Immunoblotting of ZGMs With pAb849

To complement these observations, ZGMs were purified from mouse pancreas and immunoblotted with pAb849. To verify whether mCLCA1/2 are indeed transmembrane proteins, ZGMs were isolated after sodium carbonate wash, as described in Materials and Methods. Regardless of the isolation protocol used, a protein band was detected at ∼130 kDa in ZGMs (Figure 3F, arrow) that was more prominent after sodium carbonate wash, suggesting enrichment of full-length mCLCA1/2 in this fraction. An ∼75-kDa immunoreactive band was also present. Incubation of the blots with the pAb849 antibody that had been preincubated with 0.5 mM of the respective peptide antigen abolished the ∼130-kDa band, but not the lower-molecular-mass band, demonstrating that the ∼130-kDa band is specific for mCLCA1/2.

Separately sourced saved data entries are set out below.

PR #69, opened 2022-02-22
Introduced Query API

pawelpabich:
One of the missing pieces in  OcotpusHQ is the ability to retrieve additional data when:
* an event doesn't have all the data that the consumer needs
* a new system joins OctopusHQ and needs access to historical data

This PR proposes a solution to this PR. All feedback is more than welcome!


pawelpabich:
@nathanwoctopusdeploy @APErebus it would be great if you could have a least quick look at this PR before our tomorrow catchup. We can review it there together if this helps.

OctopusHQ/Strategy.md
```diff
@@ -20,23 +24,36 @@ A the time of writing there are the following systems in Octopus HQ:
...
+* It’s treated as a strict, immutable contract that needs to be honoured for at least 6 months. 
 * It's frequency can be estimated reasonably well. E.g. 10s/100s/1000s a minute/an hour.
 * It’s specific (e.g. `SubscriptionTerminatedEventV1`, `OutageWindowChangedEventV1`) not generic (e.g. `SubscriptionUpdatedEventV1`)
-* Its entire payload is mandatory. E.g. All attributes have values assigned to them.
-* It only includes data specific to what it represents (e.g. `OutageWindowChangedEventV1` shouldn’t carry subscription limits just in case one of the consumers needs them)
-* It is published only when a real change has occurred (e.g. `OutageWindowChangedEventV1` should not be published if `Start` and `End` properties have not changed)
-* It’s smaller than 64KB. ASB can handle bigger messages. That being said, the maximum size of each topic is 3GB so this limit should be a good rule of thumb that will prevent us from using all available space.
+* It only includes enough information to identify the source of the event. E.g. `SubscriptionTerminatedEventV1` includes only `Id` of the subscription that has been terminated.
```
nathanwoctopusdeploy, line 38: I think events should still contain as much data as is relevant to the event and not be restricted to being slim, identification only properties. If a consumer can make all relevant decisions just on the event then it means no additional query api usage needed. If more data is needed, or additional data from other bounded context then the query api comes into play

OctopusHQ/Strategy.md
```diff
@@ -49,7 +66,8 @@ Every topic will have at least one subscription called `audit` which will store
 
 ## Security ##
 
-There will be a dedicated topic per bounded context. This should give us enough flexibility to implement effective security controls (e.g. who can send messages to a topic,  who can subscribe to a topic)  in the future. This work hasn't been done yet.
+There will be a dedicated topic per bounded context. This should give us enough flexibility to implement effective security controls (e.g. who can send messages to a topic,  who can subscribe to a topic)  in the future. This work hasn't been done yet but this the current plan.
+
```
nathanwoctopusdeploy, line 70: Query API security would be a good one to look at as well

OctopusHQ/Strategy.md
```diff
@@ -61,12 +79,10 @@ There will be a dedicated topic per bounded context. This should give us enough
 * Can I subscribe to an event as soon as it is announced? 
     * Yes, as long as the topic where the event will be published already exists. 
 * How do I get historical events/data?
-    * This problem doesn't have a good solution yet.
-    * Ideas: 
-         * Use public APIs provided by the system that publishes the event
-         * Request a data dump from the system that publishes the event
+    * Use the query API
```
nathanwoctopusdeploy, line 82: Do we want to look at a set of 'baseline' services each provider must expose to be able to get many things, a single thing etc.

OctopusHQ/Strategy.md
```diff
@@ -61,12 +79,10 @@ There will be a dedicated topic per bounded context. This should give us enough
...
+    * Request a data dump from the system that publishes the event
 * How do I notify the wider ecosystem about changes to the events I publish?
-    * Now: Update System Events section of this document and  announce your changes in `#topic-octopushq-integration`.
+    * Add your events and queries as JSON schema document to this repo and announce your changes in `#topic-octopushq-integration`.
```
nathanwoctopusdeploy, line 85: The ability for consumers to generate clients or event for a bounded context exposing a client library (think ms client libraries) would be something to look at to facilitate easy consumption of events / query apis

While it's falling into implementation details some guidelines may be good e.g. openapi etc.

OctopusHQ/Strategy.md
```diff
@@ -20,23 +24,36 @@ A the time of writing there are the following systems in Octopus HQ:
 
 ## Interface ##
 
-The current approach is a mix of [Event Notifications](https://martinfowler.com/articles/201701-event-driven.html#EventNotification) that is used for events representing state changes and [Event-Carried State Transfers](https://martinfowler.com/articles/201701-event-driven.html#Event-carriedStateTransfer) that is used for well-scoped data updates. As long as we avoid `TheWholeThingUpdated` events, this approach, which is not perfect, should be a good starting point.
+The current approach is based on [Event Notifications](https://martinfowler.com/articles/201701-event-driven.html#EventNotification) used to propagate information about significant state changes and query API for requesting the details of the change.
```
nathanwoctopusdeploy, line 27: It's probably more of an edge case but what about a consumers who need the exact state of a thing at the time an event is published about that thing. If we have minimal data in events then a consumer has to receive the event and perform a query which takes period of time. The thing could have changed after the event was published and before the query api was used to retrieve the things data.

OctopusHQ/Strategy.md
```diff
@@ -20,23 +24,36 @@ A the time of writing there are the following systems in Octopus HQ:
...
+
+### Implementation ###
+
+When a system receives an event it should be able to make a good enough decision based on the event itself and its internal data. This removes the query API, which often will require synchronous communication, from the critical path. E.g. When Cloud Portal receives `SoftwareProblemDetectedEvent` it will block all upgrades until it can retrieve additional information about the problem using the query API provided by the owner of `Release Management` context.
+
+
+More than likely, the query API will be a synch API which means that most of the event handlers will need to become long-running processes (aka [Saga](https://docs.particular.net/nservicebus/sagas/), [Background Task](https://github.com/OctopusDeploy/Architecture/blob/main/CloudPlatform/BackgrundProcessesAndTasks.md), [Business Process](https://github.com/OctopusDeploy/OctopusDeploy/blob/master/source/Octopus.Core/Model/IBusinessProcess.cs), [Durable Azure Function](https://docs.microsoft.com/en-us/azure/azure-functions/durable/durable-functions-overview?tabs=csharp))
```
nathanwoctopusdeploy, line 54: sync (synch)

OctopusHQ/Strategy.md
```diff
@@ -61,12 +79,10 @@ There will be a dedicated topic per bounded context. This should give us enough
...
-    * This problem doesn't have a good solution yet.
-    * Ideas: 
-         * Use public APIs provided by the system that publishes the event
-         * Request a data dump from the system that publishes the event
+    * Use the query API
+    * Request a data dump from the system that publishes the event
 * How do I notify the wider ecosystem about changes to the events I publish?
-    * Now: Update System Events section of this document and  announce your changes in `#topic-octopushq-integration`.
+    * Add your events and queries as JSON schema document to this repo and announce your changes in `#topic-octopushq-integration`.
     * Future: Some form of contract repository
```
nathanwoctopusdeploy, line 86: That's an interesting one. When it comes to query api I lean towards a 'live' contract rather than a documented one which may be out of date or the contact repository needs to be auto generated so it matches the actual implementation. I've seen a lot of documented apis / events that don't actually match the implantation

OctopusHQ/Strategy.md
APErebus: Yeah, I agree with this.

OctopusHQ/Strategy.md
APErebus: I think in this particular case it makes sense to have a more strict contract. That being said, I think having the contract be "documented" via Swagger/OpenAPI (in the case of HTTP REST), is probably easier on the devs and maybe only a changelog needs to be documented.

APErebus (commented):
Broadly I think this is a good approach! 👏

OctopusHQ/Strategy.md
pawelpabich: How would we know what data to include? This is relatively easy to answer for `OutageChangedEvent`  but what would you include in SubscriptionCreateEvent without interviewing all possible consumers?

OctopusHQ/Strategy.md
pawelpabich: Agreed. I was thinking about API keys via Bearer Token.

OctopusHQ/Strategy.md
pawelpabich: That might introduce accidental complexity. E.g. What we need is GetById API but we will also expose GetAll API which then required paging.

OctopusHQ/Strategy.md
pawelpabich: Good question. Do you have a specific example in mind?

OctopusHQ/Strategy.md
pawelpabich: We need a single source of truth for the contracts. I see Swagger as an easy way to generate clients but I'm not sure how we would detect drift.  "Devs will just do the right thing" doesn't feel good enough here :)

OctopusHQ/Strategy.md
pawelpabich: Reverting this change in favour of self-contained events as pros outweigh cons.

OctopusHQ/Strategy.md
pawelpabich: Reverting this change in favour of self-contained events as pros outweigh cons.

OctopusHQ/Strategy.md
pawelpabich: Will worry about that in the future

PR #73, opened 2022-03-30
Extract common logging guide and add log levels

flin-8:


skermajo (approved):
Awesome! Thanks for restructuring and adding the log levels. LGTM 👍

Electron Microscopy of ZGMs Labeled With pAb849

To ensure that labeling observed in acinar cells indeed represented immunoreactivity of ZGMs, mCLCA1/2 protein expression in pancreatic ZGs was further determined at the ultrastructural level, by preembedding immunoperoxidase electron microscopy on fixed pancreatic tissue sections (Figure 3G), as well as by immunogold labeling on purified mouse pancreatic ZGs (Figures 3H and 3I). As illustrated in Figure 3G, lateral plasma membrane of acinar cells was devoid of mCLCA1/2 immunoreactivity. In contrast, ZGs exhibited mCLCA1/2 immunoreactivity that was restricted to the surface of the granules, thus representing labeling of the ZGMs. Higher magnification shown in the insert in Figure 3G, also highlights the absence of mCLCA1/2 immunolabeling of the luminal acinar membrane (arrows), whereas ZGMs were strongly labeled (arrowheads). Finally, immunogold labeling of isolated ZGs (Figure 3H) also confirmed that mCLCA1/2 immunoreactivity was exclusively located at the surface of the granules. In the absence of the primary antibody, no labeling could be detected (Figure 3I).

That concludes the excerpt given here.